After a year-long pause, GSV Ventures looks to invest in Indian edtechs in 2025

Deborah Quazzo, managing partner, GSV Ventures.
Deborah Quazzo, managing partner, GSV Ventures.

Summary

The venture capital firm is in the later stages of inking two deals, with one in the Indian edtech space slated to be announced for 2025. 

MUMBAI : After staying away from Indian edtech startups for a year, GSV Ventures is warming up to the Indian market again, according to Deborah Quazzo, managing partner of the US-based venture capital firm.

GSV Ventures, which invests solely in edtech companies worldwide, is set to ink two new deals, including one in India, which is expected to be announced in 2025, Quazzo told Mint.

Despite a positive outlook for the Indian market, the venture capital firm refrained from making any new investments in Indian edtechs during 2024, limiting its activity to a follow-on investment in Physics Wallah.

It had invested about $90 million in over 10 Indian startups, including Physics Wallah, Classplus, Lead and AdmitKard, till February 2023, Mint reported earlier.

Also Read: Physics Wallah ropes in Hornbill Capital for a lesson in IPOs

To be sure, India’s edtech sector has faced two challenging years, marked by dwindling investor confidence as post-pandemic demand for online learning faded, mounting losses from aggressive growth strategies, and the downfall of the industry giant Byju’s.

Meanwhile, the global edtech investor, managing assets worth $800 million, including a stake in Coursera, continued investing in US-based edtech companies such as Leland, Uplimit, and Doowii, among others, during the year. 

Renewed interest

However, Quazzo indicated a broader resurgence of investor activity in the Indian edtech sector in 2025. The expectation that Physics Wallah's public listing in 2025 will potentially pave the way for significant liquidity next year has spurred a renewed interest in the Indian market.

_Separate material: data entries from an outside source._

PR #30593, opened 2024-10-10
wasmedge: Update to use llvm-19 for build

justinvreeland:


wasmedge.yaml
```diff
@@ -46,10 +47,14 @@ pipeline:
       patches: llvm-include.patch
 
   - runs: |
+      ln -s /usr/lib/llvm-19/lib/LLVMgold.so /usr/lib/ # I cannot convince ld to find this here
```
justinvreeland, line 50: @xnox Can you think of a reason I shouldn't symlink this in out clang package instead?

justinvreeland: Silly question it'll conflict which is why we moved it to begin with.

ajayk (approved):

PR #30609, opened 2024-10-11
checkov: update dependency to python-3.12

davzucky:
The current version of checkov depends on Python 3.11. however, the latest version is Python 3.12 https://pypi.org/project/checkov, and it should be updated

Fixes:
Update the dependency of checkov to be python-3.12

- [x] REQUIRED cgr.dev/chainguard/wolfi-base and ghcr.io/wolfi-dev/sdk images successfully build
- [x] REQUIRED cgr.dev/chainguard/wolfi-base and ghcr.io/wolfi-dev/sdk contain no obsolete (no longer built) packages

### DIFF
--- a/checkov.yaml
+++ b/checkov.yaml
@@ -7,7 +7,7 @@ package:
     - license: MIT
   dependencies:
     runtime:
-      - python-3.11
+      - python-3.12
 
 environment:
   contents:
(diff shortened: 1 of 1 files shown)


kranurag7 (changes requested):
changes in build time dependencies requires epoch bump so in this case you'll require to bump the epoch from `epoch: 0` to `epoch: 1` but I think you already have a PR that bumps that version https://github.com/wolfi-dev/os/pull/30610 

I think we can tackle this there only, we can move to python-3.12 if upstream is building with python-3.12

davzucky:
Closed as merge in another PR in https://github.com/wolfi-dev/os/pull/30869

PR #30615, opened 2024-10-11
druid avro fix for GHSA-r7pg-v2c8-mfg3

jamie-albert:
Resolve what can be fixed for druid/GHSA-r7pg-v2c8-mfg3 there still is a avro dependency as a part of hadoop-client-runtime however we are not able to remedy that. The avro dependency is referred throughout the various druid build components so it is set as a property variable in the parent pom.xml. To bump that env variable we use the maven/pombump properties flag.

### DIFF
--- a/druid.yaml
+++ b/druid.yaml
@@ -1,7 +1,7 @@
 package:
   name: druid
   version: 30.0.1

“Unlike the US market, which has become a market where only very big companies can go public, in India, the market is very receptive to solid companies that don't have to be multi-billion dollars," she said.

For Indian public markets, growth, profitability, sound fundamentals, and strong governance are important for a public listing, Quazzo added.

Also Read: Indian edtech startups niche down into nursing, allied healthcare upskilling

Mint reported in October that several venture capital firms are encouraging some of their trophy assets—even early- or mid-stage startups—to go public. “It's going to be a very attractive option for edtech companies," Quazzo said. 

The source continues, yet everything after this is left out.